O movimento modernista de 1922 (precedido por algumas atitudes ainda hesitantes de Olavo Bilac e João do Rio), em suas várias vertentes à direita e à esquerda , procurou sinceramente essa mesma direção, tropeçando embora em seus preconceitos de classe e em sua dependência atávica (como elite) ao “erudito universal”, que sempre significou o erudito da potência cultural da vez (Portugal, França ou Estados Unidos), ou seja, o seu “universal” foi sempre e apenas o regional hegemônico.
A nova arte entende que a arte não pode ser uma conspiração de elite.
O que temos chamado de “arte”, tem sido, muitas vezes, apenas a conseqüência das formas específicas de relação entre as “cortes” (novas ou antigas) com a arte e os artistas.
A nova arte não quer apenas aprender a caminhar sobre as águas, ela deseja poder andar sobre os pântanos.
Ela quer produzir uma arte sem centro, sem uma cabeça de decisões, que incorpore Londres e Kuala Lumpur, Nova York e Doha,Milão e Luanda, Paris e Havana, Berlim e Santa Cruz de la Sierra, que recuse o “cosmopolitismo” enquadrado, acrítico e subserviente, mas pratique um universalismo ilimitado (inclusive dentro de seu próprio país, o que equivale à incorporação de todas as suas regiões).

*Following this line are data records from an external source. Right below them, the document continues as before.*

PR #103, opened 2022-12-01
Feature/complete revamp of github actions

bigerl:
This PR brings order to the CI actions. 
- Tests and examples are now separated from packaging and deployment tests with FetchContent and conan
- For the sake of efficiency coverage stays with tests and examples (but is executed only for gcc-12, shared)
- rdf4cpp is tested as a shared and as a static library
- Packaging and deployment tests are executed on one compiler only (for now clang-14)

Checkout the actions views of [Packaging and deployment tests](https://github.com/rdf4cpp/rdf4cpp/actions/runs/3593178760/jobs/6049800603) and [Run unit tests and examples](https://github.com/rdf4cpp/rdf4cpp/actions/runs/3593178749/jobs/6049803368). They are much cleaner now. It should be easier to track down where something went wrong and what is still working.

Open question: 
- [ ] @nkaralis  Do you have any idea why the coverall integration is no longer working? I changed the used compiler from gcc-11 to gcc-12. Might that be a problem? The error can be found e.g. here: https://github.com/rdf4cpp/rdf4cpp/actions/runs/3593178749/jobs/6049803368#step:10:14


nkaralis:
I do not know why the coverage stopped working. I will have a look at it as soon as possible and get back to you.

.github/workflows/reusable_run_test_and_examples_by_linking_type.yml
```diff
@@ -0,0 +1,97 @@
...
+          ${{ fromJSON('["", "-DCMAKE_CXX_FLAGS=--coverage"]')[inputs.with-coverage] }}  
+          cmake --build build_dir
+        env:
+          CC: ${{ steps.install_cc.outputs.cc }}
+          CXX: ${{ steps.install_cc.outputs.cxx }}
+
+      - name: Run tests
+        working-directory: build_dir
+        run: |
+          ctest --parallel 2
```
liss-h, line 80: More out of interest: why specifically 2?

.github/workflows/test_packaging_and_deployment.yml
```diff
@@ -0,0 +1,12 @@
+name: Packaging and deployment tests
+on: [ 'pull_request' ]
+
+
+jobs:
+  packaging:
```
liss-h: It could maybe makes sense to include one GCC release here as well, just in case we come across some compiler specific behaviour that specifically breaks something in packaging. Tbh I am not sure what that would be but considering the fiddly nature of the datatypes atm it probably makes sense.

liss-h (changes requested):
Looks good to me and seems to run fine.
One potential thingy for the deploy tests :)

.github/workflows/reusable_run_test_and_examples_by_linking_type.yml
bigerl: runners have two cores: https://docs.github.com/en/actions/using-github-hosted-runners/about-github-hosted-runners#supported-runners-and-hardware-resources

.github/workflows/test_packaging_and_deployment.yml
bigerl: has now builds for gcc-12 and clang-14

bigerl:
I would ignore for now the problem that github actions seem to populate reusable actions via matrices not always correctly. See https://github.com/rdf4cpp/rdf4cpp/actions/runs/3620679876/attempts/1 where we have  `clang-14, ubuntu-22.04 / test-and-examples-static / static lib` twice.

liss-h (approved):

A nova arte não se interessa em como a arte latino-americana repercute em Londres ou Nova York, mas sim em como ela repercute em sua própria região independente dos velhos discursos de sub-avaliação e de ultrapassados preconceitos , ela luta pela ruptura das possibilidades de manipulação internacional da informação e por uma arte que represente exatamente aquilo por que o centro hegemônico diz lutar: a democracia.
Ela é uma arte que é levada adiante por suas próprias contradições, das quais, aliás, se alimenta.
Ela deseja tão somente arejar o quarto de despejo da arte.